Prompt: Please return every line in the entries below with the word "tests" in it.

Data to process below:

PR #833, opened 2022-07-04
fix: support unary plus and minus for case

polvalente:


nx/lib/nx/shared.ex
```diff
@@ -290,8 +290,8 @@ defmodule Nx.Shared do
       defmacro unquote(name)(unquote_splicing(args)) do
         {module, name} =
           case __CALLER__.context do
-            :guard -> {Kernel, unquote(name)}
-            _ -> {__MODULE__, unquote(fallback)}
+            ctx when ctx not in [:guard, :match] -> {__MODULE__, unquote(fallback)}
```
polvalente, line 293: As I'm not sure which values are valid, I chose to explicitly allow :guard and :match only

josevalim (approved):

nx/test/nx/defn_test.exs
```diff
@@ -243,6 +243,26 @@ defmodule Nx.DefnTest do
   describe "unary ops" do
     defn exp(t), do: Nx.exp(t)
 
+    defn unary_plus_minus_guards(t, opts \\ []) do
+      case opts[:value] do
+        value when value == -2 ->
+          Nx.add(t, value)
```
josevalim, line 249: Make this return -1 or 1 in order to simplify the tests. See the tests I have added for `case` itself.

josevalim (changes requested):
Let's simplify the tests a bit!

nx/lib/nx/shared.ex
josevalim: it is only guard/match/nil.

josevalim (approved):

End of Data to process.

Your response:
josevalim, line 249: Make this return -1 or 1 in order to simplify the tests. See the tests I have added for `case` itself.
Let's simplify the tests a bit!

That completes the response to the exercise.